In order to understand more about how Theranos came to be regarded as the worst failure in the history of startups, it is important to understand the central figure around its downfall, Elizabeth Holmes. Theranos was started in 2002, when Holmes, motivated by an idea for a wearable blood tester, dropped out of Stanford in order to start her own company. Eventually, Elizabeth pivoted to the idea of an at-home blood tester that could carry out a suite of tests, tests which traditionally would require machines the size of a printer to carry out. Armed with this idea, Holmes used her own personal connections to gain a sizable seed investment. Eventually, a prototype was created that could run a small number of tests with dubious results. This was when Elizabeth made her first morally questionable act, which was to test the machine on patients with cancer, with full knowledge that her machines did not work. Despite this, the company barreled forward, eventually making deals with Walgreens and Safeway to place Theranos testers in their pharmacies.

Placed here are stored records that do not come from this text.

PR #2811, opened 2024-10-16
SF-3047 Fix a bug stopping additional training data files from being uploaded to Serval

pmachapman:
Additional Training Data files are not being uploaded to Serval, due to their URL being stored with a query string in MongoDB.

For example:

```
"fileUrl": "/6625d2d7d636353d0686b856/5f67d5137d39f012009c8a5a_668ef52e87faed28d74749c9.csv?t=133651185101585771"
```

This PR resolves that by stripping the query string if present, and updating the tests to check for this condition.

I have marked this as testing not required, as it is a straightforward change, and really only testable by a developer.


Nateowami:
How is the query string being added in the first place?

pmachapman:
> How is the query string being added in the first place?

@Nateowami Both the audio urls and training data urls have a timestamp query string appended to them to stop old versions getting stuck in cache. In this case it is done in `TrainingDataService.SaveTrainingDataAsync()`.

Nateowami:
@pmachapman Makes sense; I'm just surprised we do it with the training data files, since I didn't think we were serving those to the client, so I would think HTTP caching wouldn't be an issue.

pmachapman:
> I'm just surprised we do it with the training data files, since I didn't think we were serving those to the client, so I would think HTTP caching wouldn't be an issue.

I used the same code as Audio expecting a form of CSV file management interface coming in the future. I think one will be coming in the new design in the Settings screen?

RaymondLuong3 (approved):
Nice! I tested this as per the acceptance tests and it works as expected.

> *[Reviewable](https://reviewable.io/reviews/sillsdev/web-xforge/2811#-:-O9QiYL_Bwgvj_ETz0vv:buir5kv)* status: <span>:shipit:</span> complete! all files reviewed, all discussions resolved (waiting on @pmachapman)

Up to this point, Holmes had been able to present Theranos as a viable company through a combination of half-truths and mild deceit; however, Holmes eventually began having to flat-out lie to keep Theranos afloat. She presented her investors with financial reports that predicted profits ten times more than what documents inside the company predicted. Theranos even presented lists of hundreds of tests to Walgreens that they said could be run on their machines, when in reality, none of those tests could be run with any measure of reliability. Eventually, the sheer number of lies that Holmes produced gave way to the fact that Theranos was in reality, an ailing company with no viable product. Following an article published in the Wall Street Journal, those lies came back to bite her. Hundreds of millions were lost by both Holmes and the company as investors, patients, and companies sued.

The important question to ask here is what to learn from this. It seems there were two factors on Homes’ part that led to the eventual downfall of the company. The first factor seems to be a lack of experience. The fields that Theranos worked in, medicine and chemistry, stand in stark contrast to the field of computer science that traditional software or technology startups work in. These days, even teenagers can begin to grasp the elements of coding and software engineering; however, medicine is a field that is only really delved into deeply at colleges and universities. Since Holmes only spent a few semesters at Stanford, she possessed little real knowledge and it was because of this that she couldn’t realize the impracticality of Theranos. She wanted a miracle machine that modern technology simply wasn’t capable of creating. However, many startups are based on ideas that are not yet practical, so the real reason Theranos ended so disastrously was because of Holmes’ deceitful tendencies. It was only because of her dishonesty that the company was able to grow so large and die so spectacularly. In the end, maybe we should learn from our childhood and acknowledge that our lies come back to bite us.